PR #5122, opened 2017-02-24
OMERO.Java example: Add example to link table to an image

bramalingam:
# What this PR does

Adds logic to attach the table to an image.

# Testing this PR

Check if the integration tests are passing.
@jburel 

# Related reading

https://trello.com/c/UvRT57ql/551-omero-tables

### DIFF
--- a/examples/Training/java/src/training/HowToUseTables.java
+++ b/examples/Training/java/src/training/HowToUseTables.java
@@ -38,7 +38,6 @@ import omero.model.ImageAnnotationLink;
 import omero.model.ImageAnnotationLinkI;
 import omero.model.OriginalFile;
 import omero.model.OriginalFileI;
-import omero.gateway.facility.BrowseFacility;
 import omero.gateway.facility.DataManagerFacility;
 import omero.gateway.model.ExperimenterData;
 import omero.gateway.model.ImageData;
@@ -64,9 +63,6 @@ public class HowToUseTables
     private static String password = "password";
     //end edit
 
-    /** The id of an image.*/
-    private static long imageID = 1;
-
     /** The image.*/
     private ImageData image;
 
@@ -91,18 +87,6 @@ public class HowToUseTables
         newColumns[1] = new LongColumn("MyLongColumn", "", 
                 new long[rows]);
         return newColumns;
-    }
-
-    /**
-     * Loads the image.
-     * @param imageID The id of the image to load.
-     * @return See above.
-     */
-    private ImageData loadImage(long imageID)
-            throws Exception
-    {
-        BrowseFacility browse = gateway.getFacility(BrowseFacility.class);
-        return browse.getImage(ctx, imageID);
     }
 
 // Create table
@@ -198,8 +182,9 @@ public class HowToUseTables
      * Connects and invokes the various methods.
      *
      * @param args The login credentials.
+     * @param imageId omero Image ID.
      */
-    HowToUseTables(String[] args)
+    HowToUseTables(String[] args, long imageId)
     {
         LoginCredentials cred = new LoginCredentials(args);
         gateway = new Gateway(new SimpleLogger());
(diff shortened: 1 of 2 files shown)


examples/Training/java/src/training/HowToUseTables.java
```diff
@@ -114,6 +132,23 @@ private void createTable()
...
             OriginalFile file = table.getOriginalFile(); // if you need to interact with the table
             file = new OriginalFileI(file.getId(), false);
+
+            DataManagerFacility dm = gateway.getFacility(DataManagerFacility.class);
+
+            FileAnnotation annotation = new FileAnnotationI();
+            annotation.setFile(file);
+            annotation.setNs(omero.rtypes
+                    .rstring(omero.constants.namespaces.NSBULKANNOTATIONS.value));
+            annotation = (FileAnnotation) dm.saveAndReturnObject(ctx, annotation);
```
mtbc: Out of curiosity does it still work without this line?

bramalingam: Good question, adding the link without the annotation on the server? Hmmm, should try it out locally. But was trying to be on the safe side, given that this is an example

mtbc: It also means a possibly unnecessary round-trip to the server which decreases performance on both sides if this is done in bulk: a tricky decision for training materials!

bramalingam: Tested it locally, looks like works even without this line! And it makes sense in a bulk workflow. What do you suggest @jburel, @mtbc's comment on bulk workflows definitely makes sense.! If we are doing it this way should we update our docs page in a similar way as well?

mtbc: It's probably worth an inline comment explaining why it works and is a good idea, drawing attention to the need to remain mindful of what's not yet saved.

jburel:
You need to import ``ImageData``, ``DataManagerFacility`` etc. i.e. add  ``import omero.gateway.model.ImageData;`` etc.
see https://ci.openmicroscopy.org/job/OMERO-DEV-merge-training/528/console

jburel:
The constructor needs to be reviewed so we can use the value from the configuration file.
Otherwise the example will now probably fail in the daily build with an image not found error

examples/Training/java/src/training/HowToUseTables.java
```diff
@@ -114,6 +123,25 @@ private void createTable()
...
+                    .rstring(omero.constants.namespaces.NSBULKANNOTATIONS.value));
+            
+            //The following saveAndReturnObject call can be removed in bulk annotation scenarios
+            //The server call is made when a link is created and that handles both the annotation and the link together
+            annotation = (FileAnnotation) dm.saveAndReturnObject(ctx, annotation);
+
+            //now link the image and the annotation
+            ImageAnnotationLink link = new ImageAnnotationLinkI();
+            link.setChild(annotation);
+            link.setParent(image.asImage());
```
dominikl, line 153: This will thrown a NPE, because `image` hasn't been loaded. You could for example load it in the constructor, before calling `createTableandLinkToImage()` after line 193.
```
// load the image
BrowseFacility browse = gateway.getFacility(BrowseFacility.class);
image = browse.getImage(ctx, imageId);
```

jburel: @bramalingam: you need to add again the ``loadImage`` method
what was necessary was to change the constructor so the image ID is the image ID read from the configuration file or the hard coded one if you run using the main method in the class.
i.e.
you need to add 
``
private void loadImage(long imageId) throws Exception {
        BrowseFacility browse = gateway.getFacility(BrowseFacility.class);
        ImageData image = browse.getImage(ctx, imageId);
}
``
and in the constructor invoked the method

examples/Training/java/src/training/HowToUseTables.java
```diff
@@ -154,15 +182,16 @@ private void createTable()
...
-    HowToUseTables(String[] args)
+    HowToUseTables(String[] args, long imageId)
     {
         LoginCredentials cred = new LoginCredentials(args);
         gateway = new Gateway(new SimpleLogger());
         try {
             ExperimenterData user = gateway.connect(cred);
             ctx = new SecurityContext(user.getGroupId());
-            createTable();
+            createTableandLinkToImage();
```
jburel: add ``loadImage(imageId)`` before ``createTableandLinkToImage()``

dominikl:
Thanks. Looks good, training job is passing, too. Good to merge from my point of view 👍

PR #5123, opened 2017-02-24
filesize null

will-moore:
# What this PR does

Fixes display of file annotations in right panel when file.size is None.
See https://trello.com/c/rqVzpUl6/279-bug-loading-attachments

# Testing this PR

1. Create a file-ann without setting size. Attach to object P/D/I etc.
2. Check that this displays correctly in right panel (no error as shown in trello card).

cc @bramalingam


mtbc:
The code changes certainly look sensible.

waxenegger:
That fixes the error. Tested for annotations on Project/Dataset/Image level.

image

image

PR #5126, opened 2017-02-24
finalize 5.3 database version

mtbc:
# What this PR does

SQL scripts to bump the database version to `OMERO5.3__0`.

# Testing this PR

CI in breaking and non-breaking should handle testing but do feel free to review diff and try out the upgrade manually as described in http://www.openmicroscopy.org/site/support/omero5.3-staging/sysadmins/server-upgrade.html#upgrade-steps.


dominikl:
Tested on osx, upgrading from 5.2.7, no problems 👍 
Interesting to see the two effects (when switching the client from 5.2.7 to 5.3.0): ROI color changes, due to ARGB->RGBA change, and the apparent 'disappearance' of well annotations, because in 5.2.7 the image and not the well was annotated. Are we going to provide update scripts for that, too?

mtbc:
The annotation disappearance is rather disappointing: it's not as if plates' images are now an inappropriate annotation point. (Also consider dataset-to-plate.) We can provide scripts to move them but I don't know anything about that effort. There is an interesting risk of information loss given that *which* of a well's samples was annotated may itself be useful information: it's conceivable that some metadata can be sample-specific.

Yes, color encoding scripts are attached and tested on https://trello.com/c/sGlYbbvB/213-color-in-shape-settings, will need some tidying and documentation for the release though. They will be separate from the main upgrade scripts as their applicability will vary among institutions.

mtbc:
Any vetoes to removing from breaking...?

jburel:
No

jburel:
@dominikl: we discussed providing a script. Nobody yet assigned to yet, something to plan this afternoon since it is a missing piece of the puzzle

jburel:
@will-moore will take care of the "well" annotation script
Thanks all
merging

PR #5813, opened 2018-07-31
Have Insight import dialog report empty files as such.

mtbc:
This PR adjusts Insight's import dialog so that when one adds empty files (e.g. fakes) for import then their size is listed as "empty" rather than "--" which I found confusingly indeterminate. Non-empty file sizes should be reported as before.


dominikl:
👍  Good to merge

What you should do:
The data must be transcribed in full. Every word stays the same.

Exercise output:
PR #5122, opened 2017-02-24
OMERO.Java example: Add example to link table to an image

bramalingam:
# What this PR does

Adds logic to attach the table to an image.

# Testing this PR

Check if the integration tests are passing.
@jburel 

# Related reading

https://trello.com/c/UvRT57ql/551-omero-tables

### DIFF
--- a/examples/Training/java/src/training/HowToUseTables.java
+++ b/examples/Training/java/src/training/HowToUseTables.java
@@ -38,7 +38,6 @@ import omero.model.ImageAnnotationLink;
 import omero.model.ImageAnnotationLinkI;
 import omero.model.OriginalFile;
 import omero.model.OriginalFileI;
-import omero.gateway.facility.BrowseFacility;
 import omero.gateway.facility.DataManagerFacility;
 import omero.gateway.model.ExperimenterData;
 import omero.gateway.model.ImageData;
@@ -64,9 +63,6 @@ public class HowToUseTables
     private static String password = "password";
     //end edit
 
-    /** The id of an image.*/
-    private static long imageID = 1;
-
     /** The image.*/
     private ImageData image;
 
@@ -91,18 +87,6 @@ public class HowToUseTables
         newColumns[1] = new LongColumn("MyLongColumn", "", 
                 new long[rows]);
         return newColumns;
-    }
-
-    /**
-     * Loads the image.
-     * @param imageID The id of the image to load.
-     * @return See above.
-     */
-    private ImageData loadImage(long imageID)
-            throws Exception
-    {
-        BrowseFacility browse = gateway.getFacility(BrowseFacility.class);
-        return browse.getImage(ctx, imageID);
     }
 
 // Create table
@@ -198,8 +182,9 @@ public class HowToUseTables
      * Connects and invokes the various methods.
      *
      * @param args The login credentials.
+     * @param imageId omero Image ID.
      */
-    HowToUseTables(String[] args)
+    HowToUseTables(String[] args, long imageId)
     {
         LoginCredentials cred = new LoginCredentials(args);
         gateway = new Gateway(new SimpleLogger());
(diff shortened: 1 of 2 files shown)


examples/Training/java/src/training/HowToUseTables.java
```diff
@@ -114,6 +132,23 @@ private void createTable()
...
             OriginalFile file = table.getOriginalFile(); // if you need to interact with the table
             file = new OriginalFileI(file.getId(), false);
+
+            DataManagerFacility dm = gateway.getFacility(DataManagerFacility.class);
+
+            FileAnnotation annotation = new FileAnnotationI();
+            annotation.setFile(file);
+            annotation.setNs(omero.rtypes
+                    .rstring(omero.constants.namespaces.NSBULKANNOTATIONS.value));
+            annotation = (FileAnnotation) dm.saveAndReturnObject(ctx, annotation);
```
mtbc: Out of curiosity does it still work without this line?

bramalingam: Good question, adding the link without the annotation on the server? Hmmm, should try it out locally. But was trying to be on the safe side, given that this is an example

mtbc: It also means a possibly unnecessary round-trip to the server which decreases performance on both sides if this is done in bulk: a tricky decision for training materials!

bramalingam: Tested it locally, looks like works even without this line! And it makes sense in a bulk workflow. What do you suggest @jburel, @mtbc's comment on bulk workflows definitely makes sense.! If we are doing it this way should we update our docs page in a similar way as well?

mtbc: It's probably worth an inline comment explaining why it works and is a good idea, drawing attention to the need to remain mindful of what's not yet saved.

jburel:
You need to import ``ImageData``, ``DataManagerFacility`` etc. i.e. add  ``import omero.gateway.model.ImageData;`` etc.
see https://ci.openmicroscopy.org/job/OMERO-DEV-merge-training/528/console

jburel:
The constructor needs to be reviewed so we can use the value from the configuration file.
Otherwise the example will now probably fail in the daily build with an image not found error

examples/Training/java/src/training/HowToUseTables.java
```diff
@@ -114,6 +123,25 @@ private void createTable()
...
+                    .rstring(omero.constants.namespaces.NSBULKANNOTATIONS.value));
+            
+            //The following saveAndReturnObject call can be removed in bulk annotation scenarios
+            //The server call is made when a link is created and that handles both the annotation and the link together
+            annotation = (FileAnnotation) dm.saveAndReturnObject(ctx, annotation);
+
+            //now link the image and the annotation
+            ImageAnnotationLink link = new ImageAnnotationLinkI();
+            link.setChild(annotation);
+            link.setParent(image.asImage());
```
dominikl, line 153: This will thrown a NPE, because `image` hasn't been loaded. You could for example load it in the constructor, before calling `createTableandLinkToImage()` after line 193.
```
// load the image
BrowseFacility browse = gateway.getFacility(BrowseFacility.class);
image = browse.getImage(ctx, imageId);
```

jburel: @bramalingam: you need to add again the ``loadImage`` method
what was necessary was to change the constructor so the image ID is the image ID read from the configuration file or the hard coded one if you run using the main method in the class.
i.e.
you need to add 
``
private void loadImage(long imageId) throws Exception {
        BrowseFacility browse = gateway.getFacility(BrowseFacility.class);
        ImageData image = browse.getImage(ctx, imageId);
}
``
and in the constructor invoked the method

examples/Training/java/src/training/HowToUseTables.java
```diff
@@ -154,15 +182,16 @@ private void createTable()
...
-    HowToUseTables(String[] args)
+    HowToUseTables(String[] args, long imageId)
     {
         LoginCredentials cred = new LoginCredentials(args);
         gateway = new Gateway(new SimpleLogger());
         try {
             ExperimenterData user = gateway.connect(cred);
             ctx = new SecurityContext(user.getGroupId());
-            createTable();
+            createTableandLinkToImage();
```
jburel: add ``loadImage(imageId)`` before ``createTableandLinkToImage()``

dominikl:
Thanks. Looks good, training job is passing, too. Good to merge from my point of view 👍

PR #5123, opened 2017-02-24
filesize null

will-moore:
# What this PR does

Fixes display of file annotations in right panel when file.size is None.
See https://trello.com/c/rqVzpUl6/279-bug-loading-attachments

# Testing this PR

1. Create a file-ann without setting size. Attach to object P/D/I etc.
2. Check that this displays correctly in right panel (no error as shown in trello card).

cc @bramalingam


mtbc:
The code changes certainly look sensible.

waxenegger:
That fixes the error. Tested for annotations on Project/Dataset/Image level.

image

image

PR #5126, opened 2017-02-24
finalize 5.3 database version

mtbc:
# What this PR does

SQL scripts to bump the database version to `OMERO5.3__0`.

# Testing this PR

CI in breaking and non-breaking should handle testing but do feel free to review diff and try out the upgrade manually as described in http://www.openmicroscopy.org/site/support/omero5.3-staging/sysadmins/server-upgrade.html#upgrade-steps.


dominikl:
Tested on osx, upgrading from 5.2.7, no problems 👍 
Interesting to see the two effects (when switching the client from 5.2.7 to 5.3.0): ROI color changes, due to ARGB->RGBA change, and the apparent 'disappearance' of well annotations, because in 5.2.7 the image and not the well was annotated. Are we going to provide update scripts for that, too?

mtbc:
The annotation disappearance is rather disappointing: it's not as if plates' images are now an inappropriate annotation point. (Also consider dataset-to-plate.) We can provide scripts to move them but I don't know anything about that effort. There is an interesting risk of information loss given that *which* of a well's samples was annotated may itself be useful information: it's conceivable that some metadata can be sample-specific.

Yes, color encoding scripts are attached and tested on https://trello.com/c/sGlYbbvB/213-color-in-shape-settings, will need some tidying and documentation for the release though. They will be separate from the main upgrade scripts as their applicability will vary among institutions.

mtbc:
Any vetoes to removing from breaking...?

jburel:
No

jburel:
@dominikl: we discussed providing a script. Nobody yet assigned to yet, something to plan this afternoon since it is a missing piece of the puzzle

jburel:
@will-moore will take care of the "well" annotation script
Thanks all
merging

PR #5813, opened 2018-07-31
Have Insight import dialog report empty files as such.

mtbc:
This PR adjusts Insight's import dialog so that when one adds empty files (e.g. fakes) for import then their size is listed as "empty" rather than "--" which I found confusingly indeterminate. Non-empty file sizes should be reported as before.


dominikl:
👍  Good to merge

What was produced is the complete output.